Capital shifting away from factories

Data breakdown shows that manufacturing accounted for only eight percent of the total $6.01 billion in foreign capital imported during the review period, trailing sectors such as financial services, telecommunications, and oil and gas. 

Analysts attribute the trend to global investors favouring sectors with faster returns and lower operational risk.

Sola Obadimu, director general of the Nigerian Association of Chambers of Commerce, Industry, Mines, and Agriculture, attributed the trend to infrastructure gaps and security concerns that affect production costs and planning horizons for foreign investors.

He added that currency depreciation raised input costs in local currency terms and affected demand expectations due to pressure on household purchasing power.

Local manufacturers warn that without stronger foreign participation, scaling production capacity will remain difficult. International investors often bring not just capital but also technical expertise, global supply chain connections, and access to export markets.

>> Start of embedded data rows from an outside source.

PR #997, opened 2023-01-31
refactor: create preprocessor utils

### LINKED ISSUE #998: fix: related file changes don't update preprocessor version
changing preprocessor code doesn't trigger an update because some of the code is outside preprocessor package

jupyterjazz:
Closes #998 

`maybe_download_from_s3` is only used inside preprocessor but we store it in general utils
as a result, change to the function doesn't trigger an update

---

- [ ] Added a test


now/executor/preprocessor/utils.py
```diff
@@ -0,0 +1,104 @@
+from __future__ import annotations, print_function, unicode_literals
```
florian-hoenicke, line 1: Can we rename utils to something else?

florian-hoenicke (changes requested):

PR #1002, opened 2023-01-31
fix: results with no content

### LINKED ISSUE #990: bug: content in the CC level when selecting all index fields with all models available

azayz:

“Foreign partners help local firms integrate into global value chains,” said a manufacturing association official. “If inflows decline, it affects competitiveness and reduces the pace of industrial expansion.”

Confidence rising, but cautiously

Data from the Manufacturers Association of Nigeria (MAN) shows the CEO Confidence Index rose by 0.4 points to 50.7 in the third quarter of 2025 from 50.3 in the second quarter. 

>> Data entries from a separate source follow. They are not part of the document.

Issue #971, opened 2023-01-24
bug: can't select animationID as filter field for customer deployment


joschkabraun:
When selecting `animationID` as filter fields, an error is thrown in the preprocessor.

![Image](https://user-images.githubusercontent.com/47435119/214260748-ece341bc-420f-44e7-91b4-d3cb2a037a14.png)

PR #1007, opened 2023-02-01
refactor: cleanup dataclass creation

### LINKED ISSUE #974: refactor: remove filter fields from dataclass creation
Filter fields shouldn't be a field in the dataclass we create but only the index fields. The filter fields should only appear as tags.

Hint:
- one relevant location in code of `create_dataclass_fields_file_mappings`: https://github.com/jina-ai/now/blob/main/now/data_loading/create_dataclass.py#L164

jupyterjazz:
Closes #974 

- removed filter fields logic from dataclass creation and refactored other parts of the project accordingly
- added tag creation in es extractor
- combined `_add_tags_to_da` and `_get_da_with_index_fields`

Also, fixes https://github.com/jina-ai/now/issues/971

screenshot of a deployment
Screenshot 2023-02-03 at 11 58 34

---

- [x] Added a test

### DIFF
--- a/now/data_loading/create_dataclass.py
+++ b/now/data_loading/create_dataclass.py
@@ -28,15 +28,13 @@ def create_dataclass(
     user_input: UserInput = None,
 ):
     """
-    Create a dataclass from the selected index and filter fields
+    Create a dataclass from the selected index fields
     and their corresponding modalities or directly from the user input which should
     contain that information. If both are provided, the user input will be used.
 
     for example:
     the index fields modalities can be:
     {'test.txt': Text , 'image.png': Image}
-    the filter fields modalities can be:
-    {'price': float, 'description': str}
 
     the dataclass will be:
 
@@ -56,13 +54,9 @@ def create_dataclass(
     """
 
     if user_input:
-        fields_modalities = {}
-        fields_modalities.update(user_input.index_field_candidates_to_modalities)
-        update_dict_with_no_overwrite(
-            fields_modalities, user_input.filter_field_candidates_to_modalities
-        )
-        fields = user_input.index_fields + user_input.filter_fields
+        fields_modalities = user_input.index_field_candidates_to_modalities
         dataset_type = user_input.dataset_type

However, NBS gross national product (GDP)  data for Q3’25 disclosed that manufacturing real output grew by 1.25 percent in Q3 from 0.8 percent in the same period of 2024

The report also showed that the sector’s real contribution to GDP in the third quarter was 7.62 percent, lower than the 7.82 percent recorded in the same period of 2024 and lower than the 7.81 percent recorded in the second quarter of 2025.

According to MAN’s Q3 report, the current business condition, employment, and production level indices recorded improvement due to the continuous disinflation trend and a more stable exchange rate.

Segun Ajayi-Kadir, director general of MAN, said current indices remain below the 50-point benchmark despite improvement in business conditions, employment, and production levels linked to disinflation and exchange-rate stability. He said inflation, interest rates, and exchange-rate conditions continue to affect manufacturing activity.

PwC, in its 2026 outlook, reported increased adoption of digital systems in manufacturing during 2025, including blockchain, predictive maintenance tools, automation, and connected factory systems. 

The firm projected output growth of about 3.1 percent in 2026, supported by tax measures, levy harmonisation, and expanded use of automated production systems. It added that investment inflows could rise if policy measures and infrastructure projects progress, while credit access and borrowing costs may limit large-scale expansion.

Similarly, Muyiwa Oni, head of research at Stanbic IBTC, said January 2026 purchasing managers’ index data showed business activity grew across agriculture, manufacturing, and services.

“Notably, the government has been visible in infrastructure, livestock development, easing trade constraints, and attracting investments in oil & gas and manufacturing,” he added.

However, not all analysts viewed that sector in that light. The Cost of Doing Business Monitor compiled by the Lagos Chamber of Commerce and Industry (LCCI) showed its industrial sector index, covering manufacturing, mining, and oil and gas, declined from 77.7 in the third quarter of 2025 to 64.5 in the fourth quarter.

Manufacturing FX demand is booming

According to the Central Bank of Nigeria’s statistical bulletin, manufacturing foreign exchange demand rose to $1.8 billion in the nine months of 2025, the highest in five years.

This shows that the manufacturers are increasingly demanding raw materials and machinery to boost their productive capacity.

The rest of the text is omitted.